Stocks gapped up at the open but quickly lost momentum. The Dow is currently up 26 points and the SPX is up .25%. Most sectors are bouncing back a little after yesterday’s rout. But the energy sector continues to struggle under the weight of rising crude inventories. The market is of course wandering aimlessly on Tweets and headlines regarding trade. European markets closed up by about .6% and most of Asia was modestly higher overnight. Commodities are having their worst week so far this year, dented by trade & global growth fears. Copper is down 1.6% today (and nearly 9% so far this month) on China jitters. WTI crude oil is flat, trading around $60/barrel. Bonds aren’t moving much today after strong gains earlier this week. The 10-year Treasury yield is hovering around 2.32%.

Today, President Trump predicted a quick end to the trade war. And in a Bloomberg interview China’s ambassador to the US said his government wants to continue negotiating toward a trade deal. However, he also implied his country will retaliate if the Trump Administration doesn’t back down from targeting Huawei. “If things are moving in the wrong direction, then you could see a response very soon.” The Trump Administration put Huawei on an export blacklist, which is in effect cutting the company off from its US suppliers and customers.

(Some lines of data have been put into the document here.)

PR #17080, opened 2025-05-08
Fix DPoP jkt claim to be JWK SHA-256 thumbprint

### LINKED ISSUE #17079: DPoP JWK Thumbprint validation does not conform to RFC7638
**Describe the bug**
The DPoP Thumbprint in the `jkt` claim is calculated according to RFC7638, and the spring implementation does a certificate thumbprint, not a JWK Thumbprint

**To Reproduce**
1. Generate a DPoP Proof using: https://github.com/panva/openid-client
2. This will create the `jtk` claim using a JWK Thumbprint according to the RFC
3. Spring cannot validate it, and the DPoP Proof is rejected. :(

**Expected behavior**
The DPoP proof should be valid!

**Sample**

PR to follow shortly showing the difference and fix once validated, if we are unable to prove that it works, we'll create a sample repo.

dkowis:
This is the proper implementation for a [JWK Thumbprint](https://datatracker.ietf.org/doc/html/rfc7638#section-3). Spring Security was doing a Certificate Thumbprint, which is correct for `ath` claims to verify the certificate used in the JWK, but it's not correct for a DPoP verification `jkt` claim.

Resolves #17079

### DIFF
--- a/oauth2/oauth2-resource-server/src/main/java/org/springframework/security/oauth2/server/resource/authentication/DPoPAuthenticationProvider.java
+++ b/oauth2/oauth2-resource-server/src/main/java/org/springframework/security/oauth2/server/resource/authentication/DPoPAuthenticationProvider.java
@@ -193,25 +193,22 @@ public final class DPoPAuthenticationProvider implements AuthenticationProvider 
 				return OAuth2TokenValidatorResult.failure(error);
 			}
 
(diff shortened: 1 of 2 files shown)


jgrandja:
@dkowis Thank you for catching this! This is now merged along with a minor polish commit.

Issue #17012, opened 2025-04-29
Base64StringKeyGenerator should not have a minimum length


OrangeDog:
**Expected Behavior**

As with all other `StringKeyGenerator`s and `BytesKeyGenerator`s, developers should be free to choose an output length as small as they wish.

**Current Behavior**

Throws `IllegalArgumentException` if `keyLength` is less than 32.

**Context**

I want to generate random keys that are reasonably easy for humans to transcribe.
Base64 provides a good balance of usable character set and entropy per character.

However, this forces a _minimum_ of 43 characters (`⌈ 32 * 4/3 ⌉`), which is unreasonable for human use.

OrangeDog:
It may also be a bug that `keyLength` is not the actual length of the key, but the pre-encoded length.

PR #17091, opened 2025-05-12
Remove 32-byte minimum keyLength restriction in `Base64StringKeyGenerator`

therepanic:
The main purpose of this change is to essentially remove the strict 32 byte key length limit to allow developers to generate shorter Base64 strings if needed. Now, when trying to pass `keyLength < DEFAULT_KEY_LENGTH (32)` into the constructor, an exception is thrown, which is not always justified for less critical token generation tasks.

I believe that we don't need such a strict condition and we can soften the condition and just check that the key length is not less than or equal to 0.

Fix: #17012


rwinch:
Thanks for the PR @therepanic! I've scheduled this for merge as soon as the build passes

April’s durable goods orders disappointed investors. Orders for business equipment meant to last 3 years or more fell 2.1% in April from March levels. And given the fact that March orders were downwardly revised, that 2.1% decline looks even worse. It’s reasonable to assume that the simmering trade war and slowing global economic growth are causing CEOs to rethink their plans for investment and growth. But while investment spending has clearly lost some momentum over the last year, the trend isn’t yet alarming. A key subset of orders that measures US corporate capital spending —capital goods orders excluding aircraft and defense equipment—looks be stabilizing at about 2.5% year-over-year growth.

Economist Ed Yardeni acknowledges trade war uncertainty will cause higher stock market volatility, but says institutional investors aren’t panicking. Both sides need a trade deal, and it will likely come at some point. But investors shouldn’t be fixated on trade. The US economy is largely driven by consumer spending. That’s what we should pay attention to, and it’s holding up well.